-- Records provided --
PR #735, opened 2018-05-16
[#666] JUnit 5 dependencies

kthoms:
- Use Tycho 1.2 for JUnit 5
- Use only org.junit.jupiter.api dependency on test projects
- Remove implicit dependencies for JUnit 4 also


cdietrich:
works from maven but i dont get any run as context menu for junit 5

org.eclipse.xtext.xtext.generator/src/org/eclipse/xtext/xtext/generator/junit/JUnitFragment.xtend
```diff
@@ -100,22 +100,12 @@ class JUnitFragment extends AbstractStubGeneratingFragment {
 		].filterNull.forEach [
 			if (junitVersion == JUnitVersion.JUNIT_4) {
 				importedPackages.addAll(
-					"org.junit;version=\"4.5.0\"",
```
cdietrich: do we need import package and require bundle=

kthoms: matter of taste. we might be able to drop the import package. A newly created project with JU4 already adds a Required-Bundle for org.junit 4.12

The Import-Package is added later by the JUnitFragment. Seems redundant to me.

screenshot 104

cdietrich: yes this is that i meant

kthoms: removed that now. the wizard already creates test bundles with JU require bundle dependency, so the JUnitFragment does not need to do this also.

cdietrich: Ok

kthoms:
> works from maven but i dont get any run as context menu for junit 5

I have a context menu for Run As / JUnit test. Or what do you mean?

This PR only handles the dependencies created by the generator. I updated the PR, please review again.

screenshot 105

* * *

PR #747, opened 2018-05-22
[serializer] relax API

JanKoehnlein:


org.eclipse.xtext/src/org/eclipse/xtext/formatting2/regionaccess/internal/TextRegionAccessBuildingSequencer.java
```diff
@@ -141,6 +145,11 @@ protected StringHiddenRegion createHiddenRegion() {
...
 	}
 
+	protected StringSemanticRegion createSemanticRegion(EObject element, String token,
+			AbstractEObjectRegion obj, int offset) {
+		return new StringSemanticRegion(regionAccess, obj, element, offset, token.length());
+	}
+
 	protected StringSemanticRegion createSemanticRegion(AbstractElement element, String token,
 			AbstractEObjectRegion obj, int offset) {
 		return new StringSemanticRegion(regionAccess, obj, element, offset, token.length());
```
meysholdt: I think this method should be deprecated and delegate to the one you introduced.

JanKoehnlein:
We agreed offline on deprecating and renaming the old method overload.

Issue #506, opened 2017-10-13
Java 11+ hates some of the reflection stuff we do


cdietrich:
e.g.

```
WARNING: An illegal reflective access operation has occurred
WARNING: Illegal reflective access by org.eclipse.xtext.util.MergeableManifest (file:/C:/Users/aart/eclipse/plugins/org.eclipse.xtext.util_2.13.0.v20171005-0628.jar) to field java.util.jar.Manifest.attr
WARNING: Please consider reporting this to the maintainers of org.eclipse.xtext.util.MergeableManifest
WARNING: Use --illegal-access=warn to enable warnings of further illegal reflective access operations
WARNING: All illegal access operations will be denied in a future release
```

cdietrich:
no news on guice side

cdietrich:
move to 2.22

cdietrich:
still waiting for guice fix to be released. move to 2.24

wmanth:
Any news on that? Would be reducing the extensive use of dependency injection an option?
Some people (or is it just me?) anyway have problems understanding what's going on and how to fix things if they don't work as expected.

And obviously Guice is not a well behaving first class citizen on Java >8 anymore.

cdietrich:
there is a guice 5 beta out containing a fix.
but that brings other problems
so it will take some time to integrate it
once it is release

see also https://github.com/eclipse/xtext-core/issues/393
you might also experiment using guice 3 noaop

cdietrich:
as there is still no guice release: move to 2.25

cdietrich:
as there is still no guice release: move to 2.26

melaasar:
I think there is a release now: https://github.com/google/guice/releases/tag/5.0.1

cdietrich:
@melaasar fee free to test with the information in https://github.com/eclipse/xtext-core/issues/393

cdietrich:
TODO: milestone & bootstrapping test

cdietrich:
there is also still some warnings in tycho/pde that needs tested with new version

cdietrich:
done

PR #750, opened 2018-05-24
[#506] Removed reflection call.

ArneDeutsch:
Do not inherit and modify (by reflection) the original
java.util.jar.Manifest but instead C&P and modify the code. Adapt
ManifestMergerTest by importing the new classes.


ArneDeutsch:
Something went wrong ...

* * *

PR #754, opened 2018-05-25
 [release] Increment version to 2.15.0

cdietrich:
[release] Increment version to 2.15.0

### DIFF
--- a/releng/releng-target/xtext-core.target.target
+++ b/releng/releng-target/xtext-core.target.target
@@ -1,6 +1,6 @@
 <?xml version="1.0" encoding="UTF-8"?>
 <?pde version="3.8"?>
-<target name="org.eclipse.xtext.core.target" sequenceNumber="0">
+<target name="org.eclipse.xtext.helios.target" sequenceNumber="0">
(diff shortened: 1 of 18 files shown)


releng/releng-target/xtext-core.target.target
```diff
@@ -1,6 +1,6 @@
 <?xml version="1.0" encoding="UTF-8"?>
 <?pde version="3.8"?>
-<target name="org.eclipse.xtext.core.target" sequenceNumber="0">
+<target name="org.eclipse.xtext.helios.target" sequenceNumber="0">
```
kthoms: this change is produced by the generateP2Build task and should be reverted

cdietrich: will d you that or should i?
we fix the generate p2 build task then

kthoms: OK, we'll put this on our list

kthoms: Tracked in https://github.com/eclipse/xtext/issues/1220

-- What you need to do --
Report how many lines above include "Increment". Nothing else.

-- Written answer --
2